MOD Form 4: Director Alan Lowe awarded 1,252 restricted stock units
Rhea-AI Filing Summary
Alan S. Lowe, a director of Modine Manufacturing Co. (MOD), was granted 1,252 restricted stock units on 08/21/2025. The Form 4 shows the award was reported as an acquisition at a $0 price and that Mr. Lowe beneficially owns 1,252 shares following the transaction. The filing explains each restricted stock unit converts into one share of Modine common stock on the one-year anniversary of the grant. The Form 4 was signed by an attorney-in-fact on 08/25/2025. No derivative transactions or other securities classes are reported on this form.
Positive
- Director received 1,252 restricted stock units, aligning his interest with shareholders when RSUs convert to common shares
- Award was reported clearly with transaction date (08/21/2025) and post-transaction beneficial ownership (1,252 shares)
Negative
- None.
Insights
TL;DR: Routine director equity award of 1,252 RSUs; modest alignment with shareholders, no immediate cash consideration.
The grant of 1,252 restricted stock units to a company director is a standard compensation mechanism that aligns the director with shareholder outcomes once the RSUs vest into common shares after one year. The transaction is reported as an acquisition at $0, consistent with typical restricted stock unit accounting where no cash changes hands at grant. The filing discloses only non-derivative common stock units and shows direct beneficial ownership of 1,252 shares following the award. There are no disclosed option grants, dispositions, or other material events in this Form 4.
TL;DR: Standard governance practice—director awarded time-based RSUs vesting after one year; disclosure is complete for this event.
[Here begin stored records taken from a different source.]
Issue #205, opened 2022-07-08
Handle sync errors, surface to the UI


Kevingislason:
Currently, when synchronization fails due networking issues or other exceptions, the error is not surfaced to the user and the loader spins on indefinitely. Users might waste hours waiting for a sync to finish when in reality the sync has totally errored out. Errors should be handled gracefully and surfaced through the UI

Issue #172, opened 2022-06-16
Progress bar for sync


Kevingislason:
When syncing to chain, users should get a loading bar that let's them know roughly what percent of the sync is finished

PR #209, opened 2022-07-20
add sync status

dansofter:
## Description

closes: #205 #172

---

## If PR to `staging`


src/contexts/privateWalletContext.tsx
```diff
@@ -39,13 +44,120 @@ export const PrivateWalletContextProvider = (props) => {
...
+  const initialSyncReceivers = useRef(0);
+  const currentSyncReceivers = useRef(0);
+  const syncSenderIndex = useRef(0);
+  const syncPercentage = useRef(0);
+  const nextSyncPercentage = useRef(0);
+  const pullBatchStartTime = useRef(0);
+  const pullBatchEndTime = useRef(0);
+  const percentagePerBatch = useRef(0);
+  const timePerPercentage = useRef(0);
+  const syncError = useRef(false);
```
Kevingislason, line 60: Also, do all of these really need `useRef`?

Kevingislason, line 60: I think it makes more sense to use null as a default rather than 0 for these, it's less ambiguous / confusing in the initial case where you just don't know what these values are.

Kevingislason, line 60: Are you sure all of this state is necessary? Some state such as `syncPercentage`, `nextSyncPercentage`, `timePerPercentage`, and `percentagePerBatch` can be computed purely from other state. You can define functions to get these values and just store them in normal constants:
```js
const percentagePerBatch = getPercentagePerBatch( );
```

src/contexts/privateWalletContext.tsx
```diff
@@ -39,13 +44,120 @@ export const PrivateWalletContextProvider = (props) => {
   const [signerVersion, setSignerVersion] = useState(null);
   const [isReady, setIsReady] = useState(false);
   const [isInitialSync, setIsInitialSync] = useState(false);
+  const [error, setError] = useState(false);
```
Kevingislason, line 47: I think `initWalletError` is more specific

tailwind.config.js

The disclosure clearly identifies the reporting person as a director and records a non-derivative award of 1,252 restricted stock units dated 08/21/2025. The explanatory note specifies each RSU converts to one share after one year, which is a common retention and alignment tool. The Form 4 captures the post-transaction direct beneficial ownership and is signed by an authorized representative. No governance anomalies or additional related-party transactions are indicated in this filing.